■ PROBLEM TO SOLVE
Whenever a line below mentions the word "recognised", that line should be copied.

[Extracted data entries]

○ ○ ○ ○

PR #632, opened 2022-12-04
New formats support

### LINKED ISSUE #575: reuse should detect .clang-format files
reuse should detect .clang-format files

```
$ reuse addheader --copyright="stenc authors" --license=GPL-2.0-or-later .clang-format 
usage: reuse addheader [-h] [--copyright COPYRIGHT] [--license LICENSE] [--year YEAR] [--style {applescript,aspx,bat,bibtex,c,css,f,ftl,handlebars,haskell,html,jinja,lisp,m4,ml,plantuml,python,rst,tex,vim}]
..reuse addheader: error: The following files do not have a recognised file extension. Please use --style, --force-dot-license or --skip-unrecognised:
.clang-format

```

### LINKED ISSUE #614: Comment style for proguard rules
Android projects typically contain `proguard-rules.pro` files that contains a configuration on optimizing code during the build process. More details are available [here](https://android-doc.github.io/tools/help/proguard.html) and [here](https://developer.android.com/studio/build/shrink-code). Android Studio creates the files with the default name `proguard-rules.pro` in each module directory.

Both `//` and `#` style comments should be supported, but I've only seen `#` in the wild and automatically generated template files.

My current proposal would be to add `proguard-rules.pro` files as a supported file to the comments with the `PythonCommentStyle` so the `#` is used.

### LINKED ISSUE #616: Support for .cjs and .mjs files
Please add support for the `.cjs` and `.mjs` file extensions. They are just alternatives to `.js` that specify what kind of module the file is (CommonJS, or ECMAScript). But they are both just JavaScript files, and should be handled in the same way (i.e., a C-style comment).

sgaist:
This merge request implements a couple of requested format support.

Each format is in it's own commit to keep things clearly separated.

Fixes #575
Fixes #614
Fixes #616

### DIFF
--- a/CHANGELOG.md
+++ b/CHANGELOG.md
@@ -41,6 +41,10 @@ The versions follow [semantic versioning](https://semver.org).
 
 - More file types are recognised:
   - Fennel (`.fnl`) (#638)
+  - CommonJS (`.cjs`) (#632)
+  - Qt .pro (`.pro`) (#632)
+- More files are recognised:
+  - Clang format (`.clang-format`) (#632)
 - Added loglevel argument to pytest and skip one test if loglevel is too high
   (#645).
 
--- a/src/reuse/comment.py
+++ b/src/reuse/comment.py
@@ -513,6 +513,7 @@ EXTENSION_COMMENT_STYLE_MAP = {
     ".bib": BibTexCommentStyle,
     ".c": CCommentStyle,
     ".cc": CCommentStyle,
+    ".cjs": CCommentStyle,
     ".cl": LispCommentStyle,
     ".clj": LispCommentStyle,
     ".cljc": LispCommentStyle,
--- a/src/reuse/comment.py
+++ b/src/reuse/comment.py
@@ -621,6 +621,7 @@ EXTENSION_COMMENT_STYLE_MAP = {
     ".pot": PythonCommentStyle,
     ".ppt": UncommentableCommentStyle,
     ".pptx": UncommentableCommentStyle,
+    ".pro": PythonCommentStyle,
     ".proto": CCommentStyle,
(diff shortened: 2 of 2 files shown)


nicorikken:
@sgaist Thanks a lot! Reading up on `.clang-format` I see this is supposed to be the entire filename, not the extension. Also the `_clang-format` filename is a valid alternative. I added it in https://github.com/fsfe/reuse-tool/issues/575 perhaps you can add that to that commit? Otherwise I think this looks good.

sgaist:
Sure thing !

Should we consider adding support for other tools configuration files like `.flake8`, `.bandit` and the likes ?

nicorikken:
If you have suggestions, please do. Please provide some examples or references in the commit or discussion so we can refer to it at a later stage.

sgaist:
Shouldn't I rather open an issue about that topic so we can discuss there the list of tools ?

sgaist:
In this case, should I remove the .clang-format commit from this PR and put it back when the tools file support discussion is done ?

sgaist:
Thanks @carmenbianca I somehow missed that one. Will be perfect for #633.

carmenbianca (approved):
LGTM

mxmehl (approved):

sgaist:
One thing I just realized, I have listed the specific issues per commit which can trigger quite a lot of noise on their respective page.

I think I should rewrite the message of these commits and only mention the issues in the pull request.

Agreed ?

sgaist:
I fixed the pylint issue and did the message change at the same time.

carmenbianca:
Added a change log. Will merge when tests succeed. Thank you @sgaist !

○ ○ ○ ○

■ REPLY TO THE TASK
..reuse addheader: error: The following files do not have a recognised file extension. Please use --style, --force-dot-license or --skip-unrecognised:
 - More file types are recognised:
+- More files are recognised:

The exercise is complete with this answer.